September 28, 2025

This year’s macOS and iOS updates have been disastrous. My M1 MacBook Air is slowed down to a crawl, with sound completely broken. I need two extra taps to do anything on the phone. And for what? An inconsistent, superfluous anti-user interface effect made for TikTok and Instagram, not humans.

🍿 The Hobby: Tales from the Tabletop (2024) was not as focused as I would have liked. It had a dash about board game designers, a splash of podcasters and YouTubers in the space, a good dose of the tabletop world championship, some pieces on players' ever-expanding personal collections, and so on, and so forth.

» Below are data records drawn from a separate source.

PR #76, opened 2026-04-21
fix(channels): token-floor recap + watermark cleanup (closes #75)

### LINKED ISSUE #75: switch_channel recap windowing can squeeze out peer content when agent has been chatty
## Observed

JN (Opus 4.7) switched AI Bros → DM → AI Bros and reported that the returned recap was missing ~2.5 hours of peer conversation on AI Bros, despite all the missing events being present in the event log with correct ``channel`` stamps.

JN's own framing, verbatim:

> The recap on return contains:
> - Matt's "good procurement" (19:46) and the Jarvis/Matt procurement thread (19:46-19:47)
> - My switch_channel to DM (~19:51)
> - My signal_send to you a minute ago about the recap bug
> - My recent switch_channel calls
>
> The ~2.5-hour middle is **entirely** missing. Specifically absent from the recap:
> - Your recent "JN how's the recap after channel switch looking?"
> - Henre's confused "No hits in session search for 'recap after channel switch' or 'JN'"
> - Your "ok looking into it" and "try switching away and back again"
> - All of the Henre vision-tool / monkey-drawing / Matt-local-model content from ~20:20-20:50
>
> So your most recent messages — the messages that prompted this whole test — aren't in the AI Bros recap.

## Data

Session ``sess_01KPCX6P484PAHSQ53AHBTB498``, AI Bros address ``signal/.../FfKoTLfk…``.

Reconstructing what ``render_reorient_block`` saw at the time of the switch, using the current (post-backfill) DB state:

- ``target_events`` (events with ``channel == AI_Bros``, excluding ``switch_channel`` tool results): **1210**
- ``last_seen_in_AIBros``: **4444** — advances on every event where ``focal_channel_at_arrival == AI_Bros`` (so every agent mono/tool turn during a focal=AIBros session bumps it) AND on every successful ``switch_channel(AIBros)`` marker
- ``unread`` (events with ``orig_channel == AI_Bros`` and ``seq > last_seen``): **0**
- ``n = max(unread, RE_ORIENT_FLOOR_N) = max(0, 10) = 10``
- ``recent = target_events[-10:]``

The 10 events in ``recent`` at ``seq`` ascending:

| seq | role | what |
|-----|------|------|
| 4418 | assistant | mono only, no tool_calls |
| 4419 | tool | ``signal_send`` result |
| 4422 | assistant | mono only |
| 4424 | user | Tom on AI Bros: "ok looking into it" |
| 4427 | assistant | mono only |
| 4429 | user | Tom on AI Bros: "try switching…" |
| 4432 | assistant | mono only |
| 4440 | assistant | ``signal_send`` tool_call ("same problem…") |
| 4441 | tool | ``signal_send`` result |
| 4444 | assistant | mono only |

Of those 10 slots, after ``_render_recap_event`` is applied: **5 render to non-empty strings** (2 peer user messages, 2 tool results, 1 assistant-with-tool_calls) and **5 render to the empty string** (the mono-only assistants — which drops out because after #68 the assistant branch renders only tool_calls, and these have none) and are silently filtered by ``if block: rendered_blocks.append(block)``.

The peer content JN identified as missing (seq ~4237-4262: Matt/Henre/Jarvis on the monkey drawing, local-compute reflection, etc.) sits at positions ~1195-1200 in the 1210-element ``target_events`` list. It never enters the ``-10:`` window.

## Why this shape emerges

Two behaviors compound:

1. **``last_seen`` advances on every event during a focal session, not only on genuine "I've caught up on this channel" moments.** Every mono or tool turn the agent emits while focal=target bumps the watermark. By the time the agent switches away and comes back, ``last_seen`` is at the seq of its own last focal-session event, so any peer content that arrived *before* that watermark is treated as already-seen — yielding ``unread = 0``. The ``max(unread, FLOOR_N)`` fallback then gives only ``FLOOR_N`` slots.

2. **Mono-only assistant events consume slots but render empty.** The ``-n:`` slice budgets are allocated pre-render. An event that slice-selects but ``_render_recap_event`` turns into ``""`` is dropped by the empty-string filter — but the slot is already spent. When the recent tail is agent-chatty (JN's step-level monos during triage, discussion, or debugging), half or more of the budget can vanish to empty renders before any rendering happens.

Together: a chatty agent within or just-after its prior focal session compresses the effective peer coverage of the recap to "whatever peer events happen to fall within the last N events of target_events" — which is often zero, or only the very most recent inbound.

## Scope

- Observed deterministically on two back-to-back switch_channel roundtrips in ``sess_01KPCX6P484PAHSQ53AHBTB498``, seqs #4437 and #4445.
- Orthogonal to the API-process-stale channel-stamping bug that was fixed earlier today (post-restart + backfill). The current reproduction is after the backfill and with ``channel`` correctly populated on all relevant events.
- Orthogonal to #52/#67 (one-sided/recursive) and #68 (monologue drop); those all landed correctly and their test scenarios still pass.

## Affected files

- ``src/aios/tools/switch_channel.py`` — ``render_reorient_block`` (the slice + empty-filter pipeline)
- ``src/aios/harness/channels.py`` — ``derive_last_seen`` / ``derive_unread_counts`` (the watermark that underwrites ``unread``)
- ``tests/unit/test_switch_channel.py`` — current tests exercise the peer-vs-agent interleave but not the "agent activity dominates tail" regime

## Priority

Medium. The recap is still useful (it's catching up on *something*), but in regimes where the agent has been chatty (our normal case with the current paradigm — lots of ``INTERNAL_MONOLOGUE`` step turns) it can miss the very peer content the agent switched focus to respond to. That's the specific failure JN flagged.

eumemic:
## Summary

- Rewrites `switch_channel`'s recap sizing from event-count to token-floor, fixing #75 where peer content could be squeezed out when the agent had been chatty on the target channel.
- Tightens `derive_last_seen` / `derive_unread_counts` to anchor only on genuine peer-content-consumption signals (equivalent output to the old rule, crisper semantic).

## The two #75 bugs

1. **Budget-spent-on-empties.** The old pipeline was *slice-then-render-then-filter-empty*: `target_events[-10:]` pre-render, then mono-only assistants in the slice dropped to `""` (since #68 stripped monologue text from recaps) and were silently discarded. Slot spent, nothing shown. On an agent-chatty tail, half or more of the budget evaporated before any peer content was considered.

2. **Count-based budget is the wrong unit.** Messages vary 1-2 orders of magnitude in size. `FLOOR_N = 10` could mean 50 tokens or 5000 depending on who was active. The real budget is tokens, not events, and it should be a *minimum* — not a uniform target or a cap (unread must never be silently truncated).

## The fix

`render_reorient_block` now walks `target_events` right-to-left, renders each event, skips empties (they don't charge the budget), and accumulates `approx_tokens` per rendered block. It stops when both conditions hold: every unread peer event on the target has been included AND the running total is ≥ `RE_ORIENT_FLOOR_TOKENS = 2000` (~a couple of chat turns of context). No upper cap — if unread is 50k tokens, emit it all and let the harness's `cumulative_tokens`-driven chunked snap handle context pressure downstream.

## Watermark cleanup (bundled)

`derive_last_seen` / `derive_unread_counts` now anchor only on:
- User events where `orig == channel AND focal_at_arrival == channel` (peer body consumed via full-content render).
- Successful `switch_channel(target=channel)` markers (recap surfaces peer content).

Agent emissions, cross-channel user events, and notification-marker arrivals no longer anchor. Output (unread counts) is identical to the old rule in all reachable states — focal transitions always go through `switch_channel`, so its marker already covers any span the old focal-based rule would have. The new form just expresses the semantic directly: *"max seq where peer content on X was consumed."*

## Cumulative tokens accuracy

No special handling needed. `queries.append_event` already runs `approx_tokens` on the stored tool_result dict and the stored content is the fully assembled recap string, so `cumulative_tokens` captures the true cost automatically. The in-loop estimator is a loose ±5% proxy — fine for the budget decision, the stored figure stays authoritative.

## Test plan

- [x] `uv run mypy src` — clean.
- [x] `uv run ruff check src tests && uv run ruff format --check src tests` — clean.
- [x] `uv run pytest tests/unit -q` — 652 passed.
- [x] New regression coverage in `tests/unit/test_switch_channel.py`:
  - `test_chatty_agent_tail_does_not_starve_peer_content` — the #75 bug.
  - `test_notification_peer_surfaces_on_switch` — peer that arrived as notification gets full body in recap on switch.
  - `test_backfills_older_context_to_floor` — small unread + plenty of history → pad to floor.
  - `test_no_upper_cap_on_large_unread` — unread > floor → emit everything, no truncation.
- [x] New watermark-semantic coverage in `tests/unit/test_channels_focal.py`:
  - `test_peripheral_focal_does_not_anchor` (inverts the old asserting-opposite test).
  - `test_notification_on_target_does_not_anchor`.
  - `test_assistant_event_while_focal_does_not_anchor`.
- [ ] End-to-end sanity against a live multi-channel session: focal=A → switch to B → chat → switch back to A → confirm recap contains the peer content the old pipeline was dropping.


eumemic:
### Code review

All important, all shot in the modern, pleasing documentary style. Of course, when equal space is given to everything the message can only be “board games good”. Fine, but not exactly masterwork cinema.

September 27, 2025

Weekend links, MSM edition

Gift links for the last 3 — enjoy.

September 26, 2025

House of quicksand and fog

Yesterday, I quoted John Ioannidis’s description of how the pandemic was changing the norms of science:

There was absolutely no conspiracy or preplanning behind this hypercharged evolution. Simply, in times of crisis, the powerful thrive and the weak become more disadvantaged. Amid pandemic confusion, the powerful and the conflicted became more powerful and more conflicted, while millions of disadvantaged people have died and billions suffered.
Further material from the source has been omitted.